Let $\Lambda$ be an arbitrary indexing set and let {$B_\alpha$}$_{\alpha\in \Lambda}$ be a collection of sets indexed by $\Lambda$. Let $C$ be any set. Then the following identities hold:
- $C\cap\bigcup_{\alpha\in\Lambda}B_\alpha = \bigcup_{\alpha\in\Lambda}(C\cap B_{\alpha})$
I haven't got much into it at all, but would the notion of DeMorgan's Laws apply to this theorem at all? Just poking ideas at it.
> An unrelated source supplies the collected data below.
PR #1895, opened 2025-11-28
ci(gentoo): use emerge-webrsync to fetch the initial snapshot

### LINKED ISSUE #1891: gentoo CI container on arm64
The CI reports the following

```
Base image platform does not match expected target platform: test/container/Dockerfile-gentoo#L18
InvalidBaseImagePlatform: Base image docker.io/gentoo/portage:latest was pulled with platform "linux/amd64", expected "linux/arm64" for current build
```

Dockerfile-gentoo#L18 refers to the following line

```
COPY --from=portage /var/db/repos/gentoo /var/db/repos/gentoo 
```

It does indeed look like that `docker.io/gentoo/portage:latest` does not support `platform: 'linux/arm64`

@Nowa-Ammerlaan do you have a suggestion what to do next ? 

Should we attempt to fix `linux/arm64` container or we should disable building it ? 

Now the container seems to be built, but not used.

Here is the container build log: https://github.com/dracut-ng/dracut-ng/actions/runs/19735043867

jozzsi:
## Changes

Change the approach for computing the Gentoo container to support arm64 as well.

## Checklist

Fixes #1891

### DIFF
--- a/test/container/Dockerfile-gentoo
+++ b/test/container/Dockerfile-gentoo
@@ -15,10 +15,7 @@
 
 ARG OPTION=systemd
 
-FROM docker.io/gentoo/portage:latest AS portage
-
 FROM docker.io/gentoo/stage3:${OPTION}
-COPY --from=portage /var/db/repos/gentoo /var/db/repos/gentoo
 
 # export ARG
 ARG OPTION
@@ -37,6 +34,7 @@ RUN \
     # Support thin volumes and build all of LVM2 including daemons and tools like lvchange \
     echo 'sys-fs/lvm2 thin lvm' >> /etc/portage/package.use/lvm2 ;\
     # Ensure everything is up to date before we start \
+    emerge-webrsync ;\
     emerge --quiet --update --deep --newuse --autounmask-continue=y --with-bdeps=y @world
 
 # Dependencies to pass basic test


LaszloGombos (dismissed):

test/container/Dockerfile-gentoo
```diff
@@ -15,17 +15,15 @@
...
 FROM docker.io/gentoo/stage3:${OPTION}
-COPY --from=portage /var/db/repos/gentoo /var/db/repos/gentoo
 
 # export ARG
 ARG OPTION
 
 RUN \
     # Speed-up using binpkgs \
     echo "MAKEOPTS=\"-j$(nproc) -l$(nproc)\"" >> /etc/portage/make.conf ;\
+    wget --progress=dot:mega -O - https://github.com/gentoo-mirror/gentoo/archive/master.tar.gz | tar -xz && mv gentoo-master /var/db/repos/gentoo ;\
```
bdrung: Why not use `emerge-webrsync` instead?

jozzsi: @bdrung . Thanks for the tip, I made the change !

test/container/Dockerfile-gentoo
```diff
@@ -15,17 +15,15 @@
...
 FROM docker.io/gentoo/stage3:${OPTION}
-COPY --from=portage /var/db/repos/gentoo /var/db/repos/gentoo
 
 # export ARG
 ARG OPTION
 
 RUN \
     # Speed-up using binpkgs \
     echo "MAKEOPTS=\"-j$(nproc) -l$(nproc)\"" >> /etc/portage/make.conf ;\
+    emerge-webrsync ;\
```
bdrung: I suggest to move this call down after the setup (so before the first emerge call).

jozzsi: Done. Thanks !

LaszloGombos (approved):

PR #1918, opened 2025-12-05
dracut_functions.sh: make sure device UUIDs are correct before creating systemd device units

Cyanoxygen:
Sometimes the information read from udev may be outdated, for example a disk has just got repartitioned. We don't know why this happens, but it is better to verify the unique identifiers before returning from get_persistent_dev().

We compare the ID provided by get_persistent_dev() and the probed result of blkid. If they don't match, we use the latter one.

This inconsistency is observed during initramfs generation stage of the OS installation, and can not be reproduced reliably, and may be platform dependent. It results in an unbootable OS, stuck at initrd trying to wait a nonexistant UUID.

This pull request adds a verification to confirm the device UUID we are going to wait for during the initramfs actually is correct. @MingcongBai can provide some details on the issue this PR is going to fix.

## Changes

- `dracut-functions.sh`: verify device UUID before creating device units for the initramfs

## Checklist

### DIFF
--- a/dracut-functions.sh
+++ b/dracut-functions.sh
@@ -285,9 +285,56 @@ get_devpath_block() {
     return 1
 }
 
+# The disk paths fetched from udev can be outdated. We don't know why this
+# happens, but here the best way is to make sure the identifier is correct.
+verify_uuid() {
+    local input="$1" disk="$2" _tag _value _match _path _process=0
+
+    case "$input" in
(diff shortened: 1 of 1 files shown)


Conan-Kudo:
Is there a bug filed with systemd about this?

Conan-Kudo:
Marking as draft until we get feedback from systemd folks.

PR #1920, opened 2025-12-10
test(run-qemu): support RISC-V

bdrung:
## Changes

Use the `virt` machine on RISC-V. This machine does not have a PCI bus. So use `virtio-rng-device` as RNG device there.

This is only the first step to not make the test fail on the first qemu call, but there is probably more needed to let the tests succeed.

## Checklist

Fixes #


Conan-Kudo (approved):

LaszloGombos (approved):
great !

My attempt at reading this, which is probably incorrect: "The intersection of a set $C$ and the union over $\alpha\in\Lambda$ of the $B_{\alpha}$'s is equal to the union over $\alpha\in\Lambda$ on the set $C$'s intersection over $B_{\alpha}$'s.
Apologies if I completely butchered it - this is the first time seeing these notations presented in this form. Also, we are supposed to prove why that theorem (1) holds true.
The general case is probably a bit distracting. Try a simple example first. Prove that
$C \cap (B_1 \cup B_2) = (C \cap B_1) \cup (C \cap B_2)$
That is, show that each set is a subset of the other. If you can get this, then the ideas involved in the proof to your general case is essentially identical.